**WHAT YOU WILL DO**
Produce an exact copy of all the records.

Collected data
———
PR #8084, opened 2021-09-17
New raid related events

PellucidDice:
This pr adds a total of 4 events.

1. RaidEvent.GetOrCreate is triggered when a raid is requested in the given position, users are allowed to assign custom ones.

2. RaidEvent.Load is triggered when Raids trying to load, users are able to retrieve custom raids here

3. RaidEvent.SpawnGroup is triggered when a raid is trying to spawn a new wave. Users are allowed to change the spawn position and force spawn a bonus group. This event is Cancelable.

4. RaidEvent.Stop is triggered when the raid attempts to end. Users are allowed to prevent the raid for being cancelled. This event is Cancelable.

Also added [two getters](https://github.com/MinecraftForge/MinecraftForge/compare/1.17.x...PellucidDice:1.17.x#diff-2248f92eb2620ef4d5165f810f50671e16747c6a04aa95c4d2d5977adc9cfa61R98-R106) in Raid.java that allows users to access more about raids, for example players and raiders groups.

[Test Mod](https://github.com/MinecraftForge/MinecraftForge/compare/1.17.x...PellucidDice:1.17.x#diff-537d2852e3d01f22f103763bc5831df0f9dec7b665691ee6414ce618bd86ca46):
RaidEventTest ("raid_event_test")

Players receive slowness effect during raid:
image

When remaining raider count less than 2, they glows and are poisoned:
image
image

Player receives message when raid is ended:
image


patches/minecraft/net/minecraft/world/entity/raid/Raid.java.patch
```diff
@@ -1,5 +1,113 @@
...
++                     }
++                  }
++
++                  ++k;
++                  if (raider1 != null)
++                  {
++                     this.m_37713_(i, raider1, p_37756_, false);
++                     raider1.m_20035_(p_37756_, 0.0F, 0.0F);
++                     raider1.m_20329_(raider);
++                  }
```
dpeter99, line 90: This is a lot of changes. Either don't indent, or better try to do an early return.

patches/minecraft/net/minecraft/world/entity/raid/Raids.java.patch
```diff
@@ -0,0 +1,24 @@
...
++++ b/net/minecraft/world/entity/raid/Raids.java
+@@ -135,8 +_,9 @@
+    }
+ 
+    private Raid m_37960_(ServerLevel p_37961_, BlockPos p_37962_) {
+-      Raid raid = p_37961_.m_8832_(p_37962_);
+-      return raid != null ? raid : new Raid(this.m_37977_(), p_37961_, p_37962_);
++      net.minecraftforge.event.world.RaidEvent.GetOrCreate event = net.minecraftforge.event.ForgeEventFactory.getOrCreateRaid(p_37961_.m_8832_(p_37962_), p_37961_, p_37962_);
++      // Custom Raid -> Existing Raid -> New Vanilla Raid
++      return event.getCustomRaid() != null ? event.getCustomRaid().apply(m_37977_()) : event.getRaid() != null ? event.getRaid() : new Raid(m_37977_(), p_37961_, p_37962_);
```
dpeter99, line 11: This is a really complex few lines. It could be a single line between the two vanilla lines if you make the ``getOrCreateRaid`` return the current one if no new one was created.

patches/minecraft/net/minecraft/world/entity/raid/Raid.java.patch
```diff
@@ -1,5 +1,113 @@
...
+-                  raider1 = EntityType.f_20513_.m_20615_(this.f_37675_);
+-               } else if (i >= this.m_37724_(Difficulty.HARD)) {
+-                  if (k == 0) {
+-                     raider1 = EntityType.f_20568_.m_20615_(this.f_37675_);
+-                  } else {
+-                     raider1 = EntityType.f_20493_.m_20615_(this.f_37675_);
+-                  }
++      net.minecraftforge.event.world.RaidEvent.SpawnGroup event = net.minecraftforge.event.ForgeEventFactory.spawnGroupForRaid(this, p_37756_, flag1);
++      if (!event.isCanceled())
++      {
```
dpeter99, line 41: This shoud also be on the same line.

src/main/java/net/minecraftforge/event/world/RaidEvent.java
```diff
@@ -0,0 +1,219 @@
...
+     * attempts to end
+     *
+     * Users are allowed to prevent the raid
+     * for being cancelled
+     *
+     * This event is {@link Cancelable}
+     * If cancelled, the raid is not stopped
+     */
+    @Cancelable
+    public static class Stop extends RaidEvent
```
dpeter99, line 212: A better name for this would be ``Ending`` as it would be more obvious what is happening and what canceling it causes.

src/test/java/net/minecraftforge/debug/world/RaidEventTest.java
```diff
@@ -0,0 +1,96 @@
...
+        MinecraftForge.EVENT_BUS.addListener(this::loadCustomRaid);
+        MinecraftForge.EVENT_BUS.addListener(this::onRaidSpawnGroup);
+        MinecraftForge.EVENT_BUS.addListener(this::onRaidStop);
+    }
+
+    private static final Random RAND = new Random();
+    public void getCustomRaid(RaidEvent.GetOrCreate event)
+    {
+        if (RAND.nextBoolean())
+            event.setCustomRaid((id) -> new TestModRaid(id, event.getLevel(), event.getPos()));
```
dpeter99, line 35: For a test mod it is not a really good idea to make the effect change based. You coud be unlucky and not see anything for quite a few raids.

src/test/java/net/minecraftforge/debug/world/RaidEventTest.java
```diff
@@ -0,0 +1,96 @@
...
+import net.minecraftforge.common.MinecraftForge;
+import net.minecraftforge.event.world.RaidEvent;
+import net.minecraftforge.fml.common.Mod;
+
+import java.util.ArrayList;
+import java.util.Random;
+import java.util.Set;
+
+@Mod("raid_event_test")
+public class RaidEventTest
```
dpeter99, line 21: If you look in other test mods there is ususally a ``private static final boolean ENABLE = false;`` this is so that they can be disabled more easily.

src/test/java/net/minecraftforge/debug/world/RaidEventTest.java
```diff
@@ -0,0 +1,96 @@
...
+        {
+            super.tick();
+            if (!isStopped())
+            {
+                if (getLevel().getGameTime() % 60 == 0)
+                {
+                    new ArrayList<>(getRaidEvent().getPlayers()).forEach((player) ->
+                    {
+                        player.addEffect(new MobEffectInstance(MobEffects.MOVEMENT_SLOWDOWN, 60));
+                    });
```
dpeter99, line 78: You could just use a normal for loop for this.

dpeter99 (changes requested):
This looks quite promissing. I added a few smaller notes on the code.
The main concern I have is the fact that this leaves the detection of the raid type to the modder. This could cause mods colliding, as different modders might decide to save the type differently. (One modder might call it ``type`` and other might call it ``raidType``) Also the current solution separates the loading and saving code. I would suggest introducing a registry for a class that handles saving and loading. And move the detection into forge.

Thelnfamous1:
Can you include an event to detect and even modify specific raiders that are to be spawned as a part of the raid?

Example use case: I want all pillagers that spawn with the raid at the final wave to spawn with multishot piercing crossbows

Another example use case: I want to all evokers in the raid to spawn riding a Ravager

sciwhiz12:
Hello! @PellucidDice, please leave a comment whether you wish to continue this PR and update it to the latest active version of 1.18 if applicable. If we do not hear back from you after some time, this PR will be closed for inactivity.

PellucidDice:
Hi, sorry I've been a bit bust in the past month.
I'll redo all the stuff on 1.18.

PellucidDice:
Will make another PR for modern versions of changes, thanks for the feedback and comments.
———
**SOLUTION FOR THIS TASK**
PR #8084, opened 2021-09-17
New raid related events

PellucidDice:
This pr adds a total of 4 events.

1. RaidEvent.GetOrCreate is triggered when a raid is requested in the given position, users are allowed to assign custom ones.

2. RaidEvent.Load is triggered when Raids trying to load, users are able to retrieve custom raids here

3. RaidEvent.SpawnGroup is triggered when a raid is trying to spawn a new wave. Users are allowed to change the spawn position and force spawn a bonus group. This event is Cancelable.

4. RaidEvent.Stop is triggered when the raid attempts to end. Users are allowed to prevent the raid for being cancelled. This event is Cancelable.

Also added [two getters](https://github.com/MinecraftForge/MinecraftForge/compare/1.17.x...PellucidDice:1.17.x#diff-2248f92eb2620ef4d5165f810f50671e16747c6a04aa95c4d2d5977adc9cfa61R98-R106) in Raid.java that allows users to access more about raids, for example players and raiders groups.

[Test Mod](https://github.com/MinecraftForge/MinecraftForge/compare/1.17.x...PellucidDice:1.17.x#diff-537d2852e3d01f22f103763bc5831df0f9dec7b665691ee6414ce618bd86ca46):
RaidEventTest ("raid_event_test")

Players receive slowness effect during raid:
image

When remaining raider count less than 2, they glows and are poisoned:
image
image

Player receives message when raid is ended:
image


patches/minecraft/net/minecraft/world/entity/raid/Raid.java.patch
```diff
@@ -1,5 +1,113 @@
...
++                     }
++                  }
++
++                  ++k;
++                  if (raider1 != null)
++                  {
++                     this.m_37713_(i, raider1, p_37756_, false);
++                     raider1.m_20035_(p_37756_, 0.0F, 0.0F);
++                     raider1.m_20329_(raider);
++                  }
```
dpeter99, line 90: This is a lot of changes. Either don't indent, or better try to do an early return.

patches/minecraft/net/minecraft/world/entity/raid/Raids.java.patch
```diff
@@ -0,0 +1,24 @@
...
++++ b/net/minecraft/world/entity/raid/Raids.java
+@@ -135,8 +_,9 @@
+    }
+ 
+    private Raid m_37960_(ServerLevel p_37961_, BlockPos p_37962_) {
+-      Raid raid = p_37961_.m_8832_(p_37962_);
+-      return raid != null ? raid : new Raid(this.m_37977_(), p_37961_, p_37962_);
++      net.minecraftforge.event.world.RaidEvent.GetOrCreate event = net.minecraftforge.event.ForgeEventFactory.getOrCreateRaid(p_37961_.m_8832_(p_37962_), p_37961_, p_37962_);
++      // Custom Raid -> Existing Raid -> New Vanilla Raid
++      return event.getCustomRaid() != null ? event.getCustomRaid().apply(m_37977_()) : event.getRaid() != null ? event.getRaid() : new Raid(m_37977_(), p_37961_, p_37962_);
```
dpeter99, line 11: This is a really complex few lines. It could be a single line between the two vanilla lines if you make the ``getOrCreateRaid`` return the current one if no new one was created.

patches/minecraft/net/minecraft/world/entity/raid/Raid.java.patch
```diff
@@ -1,5 +1,113 @@
...
+-                  raider1 = EntityType.f_20513_.m_20615_(this.f_37675_);
+-               } else if (i >= this.m_37724_(Difficulty.HARD)) {
+-                  if (k == 0) {
+-                     raider1 = EntityType.f_20568_.m_20615_(this.f_37675_);
+-                  } else {
+-                     raider1 = EntityType.f_20493_.m_20615_(this.f_37675_);
+-                  }
++      net.minecraftforge.event.world.RaidEvent.SpawnGroup event = net.minecraftforge.event.ForgeEventFactory.spawnGroupForRaid(this, p_37756_, flag1);
++      if (!event.isCanceled())
++      {
```
dpeter99, line 41: This shoud also be on the same line.

src/main/java/net/minecraftforge/event/world/RaidEvent.java
```diff
@@ -0,0 +1,219 @@
...
+     * attempts to end
+     *
+     * Users are allowed to prevent the raid
+     * for being cancelled
+     *
+     * This event is {@link Cancelable}
+     * If cancelled, the raid is not stopped
+     */
+    @Cancelable
+    public static class Stop extends RaidEvent
```
dpeter99, line 212: A better name for this would be ``Ending`` as it would be more obvious what is happening and what canceling it causes.

src/test/java/net/minecraftforge/debug/world/RaidEventTest.java
```diff
@@ -0,0 +1,96 @@
...
+        MinecraftForge.EVENT_BUS.addListener(this::loadCustomRaid);
+        MinecraftForge.EVENT_BUS.addListener(this::onRaidSpawnGroup);
+        MinecraftForge.EVENT_BUS.addListener(this::onRaidStop);
+    }
+
+    private static final Random RAND = new Random();
+    public void getCustomRaid(RaidEvent.GetOrCreate event)
+    {
+        if (RAND.nextBoolean())
+            event.setCustomRaid((id) -> new TestModRaid(id, event.getLevel(), event.getPos()));
```
dpeter99, line 35: For a test mod it is not a really good idea to make the effect change based. You coud be unlucky and not see anything for quite a few raids.

src/test/java/net/minecraftforge/debug/world/RaidEventTest.java
```diff
@@ -0,0 +1,96 @@
...
+import net.minecraftforge.common.MinecraftForge;
+import net.minecraftforge.event.world.RaidEvent;
+import net.minecraftforge.fml.common.Mod;
+
+import java.util.ArrayList;
+import java.util.Random;
+import java.util.Set;
+
+@Mod("raid_event_test")
+public class RaidEventTest
```
dpeter99, line 21: If you look in other test mods there is ususally a ``private static final boolean ENABLE = false;`` this is so that they can be disabled more easily.

src/test/java/net/minecraftforge/debug/world/RaidEventTest.java
```diff
@@ -0,0 +1,96 @@
...
+        {
+            super.tick();
+            if (!isStopped())
+            {
+                if (getLevel().getGameTime() % 60 == 0)
+                {
+                    new ArrayList<>(getRaidEvent().getPlayers()).forEach((player) ->
+                    {
+                        player.addEffect(new MobEffectInstance(MobEffects.MOVEMENT_SLOWDOWN, 60));
+                    });
```
dpeter99, line 78: You could just use a normal for loop for this.

dpeter99 (changes requested):
This looks quite promissing. I added a few smaller notes on the code.
The main concern I have is the fact that this leaves the detection of the raid type to the modder. This could cause mods colliding, as different modders might decide to save the type differently. (One modder might call it ``type`` and other might call it ``raidType``) Also the current solution separates the loading and saving code. I would suggest introducing a registry for a class that handles saving and loading. And move the detection into forge.

Thelnfamous1:
Can you include an event to detect and even modify specific raiders that are to be spawned as a part of the raid?

Example use case: I want all pillagers that spawn with the raid at the final wave to spawn with multishot piercing crossbows

Another example use case: I want to all evokers in the raid to spawn riding a Ravager

sciwhiz12:
Hello! @PellucidDice, please leave a comment whether you wish to continue this PR and update it to the latest active version of 1.18 if applicable. If we do not hear back from you after some time, this PR will be closed for inactivity.

PellucidDice:
Hi, sorry I've been a bit bust in the past month.
I'll redo all the stuff on 1.18.

PellucidDice:
Will make another PR for modern versions of changes, thanks for the feedback and comments.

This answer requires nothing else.